Description

Book Synopsis
Explores, in poetry and photographs, the effects of the natural gas boom and fracking in the small towns, fields, and forests of Appalachian Pennsylvania.

Trade Review

“A collage of voices, drawing in the testimonies of activists, residents, industry lawyers, and workers. Kasdorf explores the nuances and tensions of her home state without allowing any one perspective to dominate.”

—Rosa Furneaux Mother Jones


“The long sleep of the Appalachians has been dramatically interrupted by the sudden discovery of the Marcellus Shale. This book helps us see and understand what that has meant for the region. It's a classic tale, with echoes of the region's past—and deep implications for the planet's future.”

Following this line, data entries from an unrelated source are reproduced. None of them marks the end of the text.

PR #1458, opened 2026-04-27
fix(DATAGO-133911): SSE event replay silently disabled — gateway logs "Database not configured" despite SQL session_service

amir-ghasemi:
Also fixes https://sol-jira.atlassian.net/browse/DATAGO-133912

This pull request introduces a new retrying wrapper for session services to improve reliability during concurrent session updates, and refactors some import patterns in the SSE router to avoid circular dependencies and unnecessary imports. The most important changes are grouped below:

**Session Service Reliability Improvements:**

* Added a new `RetryingSessionService` class in `src/solace_agent_mesh/agent/adk/services.py` that wraps any `BaseSessionService` and transparently retries `append_event` calls on stale-session race conditions, ensuring that internal ADK runner appends are also protected.
* Updated `initialize_session_service` to always wrap the base session service with `RetryingSessionService`, so all session appends benefit from automatic retry logic.

**SSE Router Import Refactoring:**

* Removed the direct import of `SessionLocal` from the top of `src/solace_agent_mesh/gateway/http_sse/routers/sse.py` to prevent unnecessary or circular imports. It is now imported locally within functions where needed.
* Added local imports of `SessionLocal` inside `_prepare_replay_events` and `_get_task_info` functions in `src/solace_agent_mesh/gateway/http_sse/routers/sse.py` for safer and more targeted usage. [[1]](diffhunk://#diff-e2999058ace134a5961032b0806e510fa994c678f3075b90935fd80311a945beR39-R40) [[2]](diffhunk://#diff-e2999058ace134a5961032b0806e510fa994c678f3075b90935fd80311a945beR129-R130)

PR #1462, opened 2026-04-27
fix(DATAGO-133950): forward unknown attrs through ADK's session-service wrappers

amir-ghasemi:
## Summary

`RetryingSessionService` and `FilteringSessionService` only proxy the explicit `BaseSessionService` API, hiding `DatabaseSessionService` instance attrs that two consumers rely on. Add a narrow `__getattr__` to both wrappers so unknown attribute lookups fall through to the wrapped service.

## Why

Two consumers reach past `BaseSessionService` into the underlying SQL service:

| Consumer | Attribute | Failure mode |
|---|---|---|
| Enterprise `SecretSessionManager.__init__` (`solace_agent_mesh_enterprise/auth/secret_session_manager.py:34`) | `database_session_factory` | **Hard** — `AttributeError` blocks agent startup whenever a SQL `session_service` is configured. This is the staging failure. |
| `common/app_base._get_db_engines_from_components` (line 167) | `db_engine` | **Silent** — `hasattr()` returns `False` through the wrapper, so the agent DB has been quietly dropping out of the broker-level DB health check ever since #1458 landed. |

Staging stack trace from the enterprise pod:

```
File "/opt/venv/lib/python3.11/site-packages/solace_agent_mesh_enterprise/auth/secret_session_manager.py", line 34, in __init__
    self._session_factory = self._session_service.database_session_factory
AttributeError: 'RetryingSessionService' object has no attribute 'database_session_factory'
```

## Fix

Single `__getattr__` on each wrapper that delegates to `self._wrapped`. `__getattr__` only fires on attribute-lookup miss, so the explicit wrapper methods (filtering / retry) still take precedence and add their behaviour; only attributes the wrapper itself doesn't define hit the passthrough. Genuinely missing attributes still raise `AttributeError`.

## Audit of other consumers

I swept the codebase for any other consumer reading non-`BaseSessionService` attributes off the session service. None found beyond the two above:

- `agent/protocol/event_handlers.py:2870`, `agent/adk/runner.py:1602/1618` — standard API calls + truthy checks only.
- `gateway/http_sse/dependencies.py:get_adk_session_service` — uses `create_session_service_from_config` directly without wrapping (#1458's design), so its consumers see the raw `DatabaseSessionService`.
- `gateway/http_sse/routers/sessions.py` and `routers/artifacts.py` — different `session_service` (gateway chat-session metadata module, not ADK).

## Test plan

- [x] New regression tests in `tests/unit/agent/adk/test_auto_summarization_services.py`:
  - `database_session_factory` reachable through `FilteringSessionService`
  - `database_session_factory` reachable through `RetryingSessionService`
  - `database_session_factory` reachable through stacked `Filtering(Retrying(SQL))` (the production composition)
  - `db_engine` reachable via `hasattr()` probe through every wrapper combo (the silent-failure case)
  - Genuinely missing attributes still raise `AttributeError`
- [x] All 17 tests in the file pass locally.
- [x] Live-reproduced the exact `service.database_session_factory` lookup that enterprise's `SecretSessionManager` performs — works through the production wrapper stack.
- [ ] Verify on staging after merge that the enterprise pod starts and that the agent DB now appears in the broker DB health check.

### DIFF
--- a/src/solace_agent_mesh/agent/adk/services.py
+++ b/src/solace_agent_mesh/agent/adk/services.py
@@ -369,6 +369,14 @@ class FilteringSessionService(BaseSessionService):
         """
         self._wrapped = wrapped_service
 
+    def __getattr__(self, name: str) -> Any:
+        # Forward backend-specific attributes (e.g. DatabaseSessionService's
+        # database_session_factory, which enterprise's SecretSessionManager
+        # reaches in for) that aren't part of BaseSessionService. Only fires
+        # on lookup miss, so the explicit wrapper methods above still take
+        # precedence and add their filtering/retry behaviour.
+        return getattr(self._wrapped, name)
+
     async def get_session(
         self,
         *,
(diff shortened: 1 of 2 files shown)


efunneko (approved):
LG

—Bill McKibben,author of The End of Nature


“Rarely have I read a work that so strongly, profoundly, and empathically characterizes the history of a region through those who have labored hardest to make a decent life in a beautiful yet ravaged land. These polyvocal poems are rooted in a documentary sensibility but lift into higher registers of aesthetic experience, and along with the arresting photographs, they juxtapose the beautiful and the ugly, the natural and the industrial, the tracks of labor on the land and in the faces of the residents.”

—Alison Hawthorne Deming,author of Stairway to Heaven: Poems


“For nearly fifty years, my wife and I have lived in Armstrong County, Pennsylvania, a beautiful place but one with few well-paying jobs. Combine that scarcity of jobs with fracking and a gerrymandered state legislature in the pocket of extractive industries (Pennsylvania, for example, has been the only state without an extraction tax for gas). That’s the situation described by Kasdorf and Rubin in Shale Play, a powerful book about not just central Pennsylvania but much of Appalachia.”

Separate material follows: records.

PR #1464, opened 2026-04-27
fix(DATAGO-133967): SSE viz queue overflow under high-fan-out tasks — UI progress freezes/skips events

amir-ghasemi:
## Summary
- Build + serialize each viz event **once per A2A message** instead of once per subscribed stream — eliminates O(streams × payload_size) CPU under the viz lock.
- Producer-side short-circuit when `metadata.visualization=false` so excluded events don't enter the fan-out at all.
- Drop the drain-side `_include_for_visualization` filter that re-parsed every dequeued event from JSON only to check the same flag.
- Bump `sse_max_queue_size` default 200 → 1000 as a tail-burst safety margin.

## Why
Datadog (solace-chat prod, 2026-04-26 14:43–15:01 UTC, single pod `i-0d08a319f28ac72e8`) showed 11 active viz streams with sustained per-stream queue overflow:

| Stream | Peak evictions | Active duration |
|---|---|---|
| c4fbcc2f… | 1,180 | 49 min |
| d37a8cf0… | 850 | 50 min |
| 8 streams synchronized at 14:43:49 | 320 each | ~17 min |

Aggregate: **3,380 messages dropped in 11.5 min on one pod** (~4.9/s sustained). The "Visualization message queue is over 90% full" warning never fired — the broker→processor ingest queue is fine. The bottleneck is purely **per-client SSE fan-out**: with multiple dashboards subscribed to one heavy task (138 tool calls + sub-agents), the event loop couldn't push fast enough through the per-stream 200-deep queues, even though the upstream queue was empty.

Root cause in `_visualization_message_processor_loop` (component.py): `sse_event_payload` build + `json.dumps()` ran **inside** the per-stream `for` loop while holding the viz lock. With 10 streams × ~50 KB payloads, that's ~500 KB of synchronous serialization per A2A message, no `await`. The drain side then ran `json.loads()` on every dequeued event just to read `metadata.visualization`. Net: producer and drain CPU both scaled with stream count × payload size.

## Test plan
- [x] `python -m pytest tests/unit/gateway/http_sse/` — **1242 passed, 23 skipped**
- [x] Helper smoke-tested across 9 cases (string `"false"`/`"FALSE"`, bool `False`, `"true"`, missing keys at every level, non-dict, `None`)
- [x] AST parse on all 3 modified files
- [x] Verified no frontend wire change — `viz_event_payload` keys (incl. `full_payload`) are identical, so `TaskProvider.tsx`, `taskVisualizerProcessor.ts`, `ChatSidePanel.tsx` are unaffected
- [ ] Soak in staging under a multi-tab high-tool-count task; confirm no eviction warnings on the same pod

### DIFF
--- a/src/solace_agent_mesh/gateway/http_sse/app.py
+++ b/src/solace_agent_mesh/gateway/http_sse/app.py
@@ -72,7 +72,7 @@ class WebUIBackendApp(BaseGatewayApp):
             "name": "sse_max_queue_size",
             "required": False,
             "type": "integer",
-            "default": 200,
+            "default": 1000,
             "description": "Maximum size of the SSE connection queues. Adjust based on expected load.",
         },
         {
--- a/src/solace_agent_mesh/gateway/http_sse/component.py
+++ b/src/solace_agent_mesh/gateway/http_sse/component.py
@@ -42,27 +42,27 @@ class _CompactionFutureEntry(TypedDict):
     expected_agent_id: str | None
 
 
-def _payload_excluded_from_visualization(payload: Any) -> bool:
-    """Mirror of routers.visualization._include_for_visualization but operating
-    on the raw payload dict before SSE serialization, so we can skip fan-out
-    entirely instead of building+dumping+parsing for every subscriber."""
+def _should_include_for_visualization(payload: Any) -> bool:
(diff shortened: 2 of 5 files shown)


efunneko (approved):
Looks good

—Ed Ochester,editor of the Pitt Poetry Series


“Coming on the heels of Eliza Griswold’s well-received nonfiction book Amity and Prosperity that focused on the Haney family of Washington County, and with the news that State Attorney General Josh Shapiro is conducting a criminal investigation into similar complaints of fracking related health-issues, Shale Play adds a thoughtfully complex dimension to an issue that’s far from being resolved to anyone’s liking.”

—Fred Shaw Pittsburgh Current


Shale Play draws attention to what is routinely overlooked. Elegant and impassioned, it is a superb work of political and environmental art.”

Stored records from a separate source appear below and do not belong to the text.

PR #914, opened 2026-05-21
info about Dimensions API key

peetucket:
**What was changed?**

Add information to readme about where Dimensions API key comes from.  Info placed in vault already


lwrubel (approved):
Thanks for doing this!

—Nicholas Bradley Journal of Mennonite Studies


“To read the poems and look at the photos of Shale Play is to realize the complexity of American dependence on fossil fuels, the multiple sharp edges to ‘no dependence on foreign oil,’ and the complicity—and responsibility—of us all.”

—Melanie Zuercher Mennonite Life


“An exceptional amalgam of imagery, poetry, politics, history, and humanity.”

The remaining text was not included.